*YOUR INSTRUCTIONS*: In the records, each line holding "context" must be reported.

··· GIVEN ENTRIES ···

PR #1826, opened 2018-08-08
Extension Name Metadata + Misc. Cleanup

mathewc:
In this PR:

- addressing https://github.com/Azure/azure-functions-host/issues/3186, Idea is to have tooling consume the new ExtensionAttribute to get the friendly name for an extension
- removing a `ICloudBlobStreamBinder<T>`, addressing https://github.com/Azure/azure-webjobs-sdk/issues/995
- lots of other cleanup


src/Microsoft.Azure.WebJobs.Extensions.Storage/Blobs/Triggers/BlobTriggerAttributeBindingProvider.cs
```diff
@@ -2,78 +2,21 @@
...
 using Microsoft.Azure.WebJobs.Host.Timers;
 using Microsoft.Azure.WebJobs.Host.Triggers;
 using Microsoft.Extensions.Logging;
 using Microsoft.Extensions.Options;
-using Microsoft.WindowsAzure.Storage.Blob;
 
-namespace Microsoft.Azure.WebJobs.Host.Blobs.Triggers
+namespace Microsoft.Azure.WebJobs.Extensions.Storage.Blobs.Triggers
 {
-    internal class BlobTriggerExtensionConfig : IExtensionConfigProvider
```
mathewc: This file was messed up. It's file name said "binding provider" but it was an extension config provider, with a private binding provider impl. I hoisted the binding provider out into this file, and moved the extension config provider to its own file.

src/Microsoft.Azure.WebJobs.Extensions.Storage/Blobs/Config/BlobsExtensionConfigProvider.cs
```diff
@@ -16,27 +18,93 @@
 
 namespace Microsoft.Azure.WebJobs.Host.Blobs.Bindings
 {
-    internal class BlobExtensionConfig : IExtensionConfigProvider,
+    [Extension("AzureBlobs")]
+    internal class BlobsExtensionConfigProvider : IExtensionConfigProvider,
```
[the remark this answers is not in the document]
fabiocav: 👍

src/Microsoft.Azure.WebJobs.Extensions.Storage/Blobs/Triggers/BlobTriggerAttributeBindingProvider.cs
```diff
@@ -114,14 +57,14 @@ internal class BlobTriggerAttributeBindingProvider : ITriggerBindingProvider
...
-        public async Task<ITriggerBinding> TryCreateAsync(TriggerBindingProviderContext context)
+        public Task<ITriggerBinding> TryCreateAsync(TriggerBindingProviderContext context)
         {
             ParameterInfo parameter = context.Parameter;
             var blobTriggerAttribute = TypeUtility.GetResolvedAttribute<BlobTriggerAttribute>(context.Parameter);
 
             if (blobTriggerAttribute == null)
             {
-                return null;
+                return Task.FromResult<ITriggerBinding>(null);
```
fabiocav: Nice change! Those are a pain!

src/Microsoft.Azure.WebJobs.Extensions.Storage/Blobs/Triggers/BlobTriggerAttributeBindingProvider.cs
```diff
@@ -114,14 +57,14 @@ internal class BlobTriggerAttributeBindingProvider : ITriggerBindingProvider
             _loggerFactory = loggerFactory;
         }
 
-        public async Task<ITriggerBinding> TryCreateAsync(TriggerBindingProviderContext context)
+        public Task<ITriggerBinding> TryCreateAsync(TriggerBindingProviderContext context)
```
mathewc: I found several methods like this that were async but not awaiting anything, so I fixed them

src/Microsoft.Azure.WebJobs.Extensions.Storage/Queues/Config/QueuesExtensionConfigProvider.cs
```diff
@@ -6,24 +6,24 @@
...
 using Newtonsoft.Json.Linq;
 
-namespace Microsoft.Azure.WebJobs.Host.Queues.Bindings
+namespace Microsoft.Azure.WebJobs.Host.Queues.Config
 {
-    // Write up bindinging rules for [Queue] attribute. 
-    // This is fundemantentally an IAsyncCollector<IStorageQueueMessage>
-    internal class QueueExtension : IExtensionConfigProvider
+    [Extension("AzureQueues")]
+    internal class QueuesExtensionConfigProvider : IExtensionConfigProvider
```
mathewc: TODO : This is the other one that can't be made public due to non-public ctor params

src/Microsoft.Azure.WebJobs.Extensions.Storage/StorageHostBuilderExtensions.cs
```diff
@@ -55,10 +55,9 @@ public static IWebJobsBuilder AddAzureStorage(this IWebJobsBuilder builder)
 
             builder.Services.TryAddEnumerable(ServiceDescriptor.Singleton<IBindingProvider, CloudStorageAccountBindingProvider>());
 
-            return builder.AddExtension<TableExtension>()
-                .AddExtension<QueueExtension>()
-                .AddExtension<BlobExtensionConfig>()
```
mathewc: Used to be 2 blob extension config providers, now one

src/Microsoft.Azure.WebJobs.Host/Hosting/WebJobsBuilderExtensions.cs
```diff
@@ -32,6 +32,13 @@ public static IWebJobsBuilder AddExtension(this IWebJobsBuilder builder, IExtens
             return builder;
         }
 
+        public static IWebJobsBuilder AddExtension(this IWebJobsBuilder builder, Type extensionConfigProviderType)
```
mathewc: Adding a non-generic Type based overload (used in my tests)

test/Microsoft.Azure.Webjobs.Extensions.Storage.UnitTests/HostCallTests.cs
```diff
@@ -1726,5 +1655,73 @@ private struct StructTableEntity
         {
             public string Value { get; set; }
         }
+
+        internal class CustomBlobConverterExtensionConfigProvider : IExtensionConfigProvider
+        {
+            public void Initialize(ExtensionConfigContext context)
```
mathewc: Registering custom Blob conversions via an extension.

src/Microsoft.Azure.WebJobs/ExtensionAttribute.cs
```diff
@@ -0,0 +1,21 @@
...
+// Licensed under the MIT License. See License.txt in the project root for license information.
+
+using System;
+
+namespace Microsoft.Azure.WebJobs.Description
+{
+    /// <summary>
+    /// Attribute applied to the <see cref="IExtensionConfigProvider"/> implementation for an extension.
+    /// </summary>
+    [AttributeUsage(AttributeTargets.Class)]
```
fabiocav: Should this be marked as `Inherited ` false? It would make sense tho prevent that from happening.

src/Microsoft.Azure.WebJobs.Extensions.Storage/Blobs/Triggers/BlobTriggerAttributeBindingProvider.cs
fabiocav: The spots where `null` was returned when a Task is expected are also trouble! So thanks for fixing!

src/Microsoft.Azure.WebJobs.Extensions.Storage/Blobs/Config/BlobsExtensionConfigProvider.cs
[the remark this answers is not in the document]
mathewc: Don't really want or need these config providers to be public - we just need a public way for tooling to statically discover extensions. An alternative we discussed was to specify the name as part of the WebJobsStartup annotations. However WebJobsStartup isn't extensions specific at all and we can't assume each maps to an extension. It's just a way to run startup code.

src/Microsoft.Azure.WebJobs.Extensions.EventHubs/EventHubExtensionConfigProvider.cs
```diff
@@ -6,16 +6,17 @@
...
+using Microsoft.Azure.WebJobs.Description;
 using Microsoft.Azure.WebJobs.Host.Bindings;
 using Microsoft.Azure.WebJobs.Host.Config;
 using Microsoft.Azure.WebJobs.Logging;
 using Microsoft.Extensions.Configuration;
 using Microsoft.Extensions.Logging;
 using Newtonsoft.Json;
 
-namespace Microsoft.Azure.WebJobs.ServiceBus
+namespace Microsoft.Azure.WebJobs.EventHubs
```
brettsam: Should this be `...Extensions.EventHubs`?

src/Microsoft.Azure.WebJobs.Extensions.EventHubs/EventHubsWebJobsStartup.cs
```diff
@@ -1,13 +1,13 @@
...
 
-using Microsoft.Azure.WebJobs.Extensions.EventHubs;
+using Microsoft.Azure.WebJobs.EventHubs;
 using Microsoft.Azure.WebJobs.Hosting;
 using Microsoft.Extensions.Hosting;
 
 [assembly: WebJobsStartup(typeof(EventHubsWebJobsStartup))]
 
-namespace Microsoft.Azure.WebJobs.Extensions.EventHubs
+namespace Microsoft.Azure.WebJobs.EventHubs
```
brettsam: Just mentioned this above -- but it looks like our extensions in the Extensions repo all have the `Extensions` name in there.

test/Microsoft.Azure.Webjobs.Extensions.Storage.UnitTests/HostCallTests.cs
brettsam: Yes, I agree. Was going to ask if you'd moved things to use converters when you removed the CloudBlobStreamBinder (as it was hard to tell due to the reshuffling above). But I think this is a good step to get there.

It also seems like we could support POCO with a converter that we auto-register with the Blob extension.

src/Microsoft.Azure.WebJobs/ExtensionAttribute.cs
```diff
@@ -0,0 +1,24 @@
...
+    public sealed class ExtensionAttribute : Attribute
```
brettsam: Are we going to make this required for ExtensionConfigProviders? (i.e. will tooling require it?)

If it's only meant to be used when the name is different from the class, we could rename this to `ExtensionAlias` to be clear. Logging has a similar `ProviderAlias` attribute.

src/Microsoft.Azure.WebJobs.Extensions.EventHubs/EventHubExtensionConfigProvider.cs
```diff
@@ -6,16 +6,17 @@
...
 {
+    [Extension("EventHubs")]
```
brettsam: Is this required?

src/Microsoft.Azure.WebJobs.ServiceBus/Config/ServiceBusExtensionConfig.cs
```diff
@@ -17,6 +18,7 @@ namespace Microsoft.Azure.WebJobs.ServiceBus.Config
     /// <summary>
     /// Extension configuration provider used to register ServiceBus triggers and binders
     /// </summary>
+    [Extension("ServiceBus")]
     public class ServiceBusExtensionConfig : IExtensionConfigProvider
```
brettsam: Rename to `ServiceBusExtensionConfigProvider` to be consistent?

src/Microsoft.Azure.WebJobs/ExtensionAttribute.cs
fabiocav: It isn’t required. We’ll fallback to deriving the name from the type based on convention then to use the full type name, I agree that `ExtensionAlias` would be a better option.

src/Microsoft.Azure.WebJobs.Extensions.EventHubs/EventHubExtensionConfigProvider.cs
mathewc: The namespace for this assembly is currently Microsoft.Azure.WebJobs.EventHub which is in agreement with its assembly name. That's a consistency we want to maintain. Ideally the assembly would be Microsoft.Azure.WebJobs.Extensions.EventHubs then the namespace would change to match. If we want to do that assembly rename, we'd do all of this together as a separate change. @paulbatum and I were discussing that yesterday.

src/Microsoft.Azure.WebJobs/ExtensionAttribute.cs
mathewc: I named this ExtensionAttribute rather than ExtensionName/ExtensionAlias to allow for the attribute to contain other extension metadata in the future.

src/Microsoft.Azure.WebJobs.ServiceBus/Config/ServiceBusExtensionConfig.cs
mathewc: Fixed

src/Microsoft.Azure.WebJobs.Extensions.EventHubs/EventHubExtensionConfigProvider.cs
mathewc: Nothing requires/enforces it currently but we could do that. It's a pattern at this point.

···

*SOLUTION*:
-        public async Task<ITriggerBinding> TryCreateAsync(TriggerBindingProviderContext context)
+        public Task<ITriggerBinding> TryCreateAsync(TriggerBindingProviderContext context)
             ParameterInfo parameter = context.Parameter;
             var blobTriggerAttribute = TypeUtility.GetResolvedAttribute<BlobTriggerAttribute>(context.Parameter);
-        public async Task<ITriggerBinding> TryCreateAsync(TriggerBindingProviderContext context)
+        public Task<ITriggerBinding> TryCreateAsync(TriggerBindingProviderContext context)
+            public void Initialize(ExtensionConfigContext context)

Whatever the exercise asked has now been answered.